The rising deficits likely will be responsible for 30 of the 60 basis point rise that Goldman is predicting.”

This is huge as deficits are now a massive perpetual mathematical reality:

That’s without a recession. And we already see the consequences this early in the process:

The fastest growing line item is interest on debt expense and it will balloon higher. Corporations pay massively less in taxes and will not contribute, in fact their lack of contribution will accelerate the deficit finance requirements.

The main message: The US government being forced to finance ever more debt will cause the inversion of the yield curve and the next recession and there is nothing the Fed can do to stop it. Bullard knows it hence he’s already ringing the warning bell.

And guess what: This all means that this $TNX $SPX ratio heads and shoulders pattern will trigger unless bulls can get a massive blow-off rally:

It’s preprogrammed into the macro structure now.

What’s the main message of all this?

There are large levers influencing these markets and the demand and supply equation in debt issuance has enormous consequences. Technicals give us a lot of insights, but from my perch these big macro levers are moving, and they are moving against bulls in a major way.

I can’t say when the yield curve inverts, but I can tell you the US government is forced to issue debt like a bandit, the amounts are about to reach the peak levels of the financial crisis in 2009:

The numbers are staggering:

But it’s not only the US government. Corporations, having taking on the largest debt burdens since before the financial crisis are facing a mountain of debt refinancing to come:

Companies will need to refinance an estimated $4 trillion of bonds over the next five years, about two-thirds of all their outstanding debt, according to Wells Fargo Securities. This has investors concerned because rising rates means it will cost more to pay for unprecedented amounts of borrowing, which could push balance sheets toward a tipping point. And on top of that, many see the economy slowing down at the same time the rollovers are peaking.

“If more of your cash flow is spent into servicing your debt and not trying to grow your company, that could, over time, if enough companies are doing that, lead to economic contraction,” said Zachary Chavis, a portfolio manager at Sage Advisory Services Ltd. in Austin, Texas. “A lot of people are worried that could happen in the next two years.”

The Fed is not buying this debt.

And this is why the 10 year keeps poking higher:

Remember, that the $TNX $SPX ratio chart requires lower yields and rising equities to NOT break its neckline. If yields keep rising it would require an asymptotic blow-off topping move in equities to prevent the breakdown, but that seems ever less likely as higher rates and rising prices will cut ever more into the disposable income of consumers and eat away at any tax cut benefits.

Take crude price as an example:

“While the tax cuts have lifted take-home pay for the vast majority of workers, rising gasoline prices are eating into that benefit,” Morgan Stanley said in a note to clients this week”.

And be clear: Personal interest payment expenses have been rising already:

The benefit of temporary tax cuts for average Americans becomes less obvious if rising rates and prices eat away at the supposed benefit. And once tax cuts expire consumers will still have hight prices and rates to contend with. The net long term effect: Recessionary.

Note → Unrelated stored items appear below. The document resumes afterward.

PR #510, opened 2022-03-28
Add Dockerfile using esy at runtime

ulrikstrid:
## Problem

The current docker setup is broken for some reason and we want 

## Solution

The Fed is trapped and it explains their ever so cautious approach in raising rates. They are concerned about inverting the yield curve, hence Bullard is opposed to rate hikes.

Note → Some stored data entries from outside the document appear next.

PR #514, opened 2022-03-28
Temporary Hack: Turn off Nix CI

### LINKED ISSUE #487: Update Cmdliner usage
The next version of Cmdliner has breaking changes. We should upate deku-node and deku-cli accordingly.

d4hines:
## Problem

Nix CI is currently broken. 

## Solution

Turn it off temporarily. I'm working on a PR to fix it but it's very low priority and I don't want people to have to wait with red CI. I also think it will be cleaner if we fix #487 first.

### DIFF
--- a/.github/workflows/nix.yml
+++ b/.github/workflows/nix.yml
@@ -1,9 +1,5 @@
 name: "Test in nix"
-on:
-  pull_request:
-  push:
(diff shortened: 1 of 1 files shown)


d4hines:
Superseded by #518

PR #515, opened 2022-03-28
Smart contracts: Origination of smart-contracts

Zett98:
## Depends
- [x] #506

## Problem
Currently we can't originate the contracts

## Solution
add simple code that allows originating the contract

PR #516, opened 2022-03-28
Smart contracts: Transfers to and between originated addresses

Zett98:
## Depends
- [ ] #506
- [ ] #515

## Problem
We need transfers to set change balance of the smart contract on origination/invocation
## Solution
add the ability to transfer amount from implicit address to originated one.(not so useful for now, but will be useful when we will have ctez)


EduardoRFS (changes requested):
As discussed in private, contracts will not be in this ledger, that's not how tickets will behave in general, look at the Ticket table PR for more ideas.

PR #518, opened 2022-03-29
fix: add alcotest to nix setup

d4hines:
## Problem

The nix build is broken because it doesn't include alcotest and qcheck-alcotest.

## Solution

Add those packages. Also includes the overrides necessary for them to build (I used .esy.lock/index.json as the reference).


aguillon (commented):
Thank you!

aguillon (approved):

The larger problem: As debt issuances will continue to balloon the Fed CAN’T cut rates if debt issuance will force rates higher and the yield curve will invert no matter what. Done. And there’s your trigger for the next recession, one that was accelerated by unfunded tax cuts forcing the US government to massively increase their debt issuance at a time when the Fed was leaving markets.

The only choice the Fed will eventually have to influence this new supply demand equation in the debt markets is to go back to being a player in the very market they left. In short: QE is coming back. It’s just a matter of when, not if.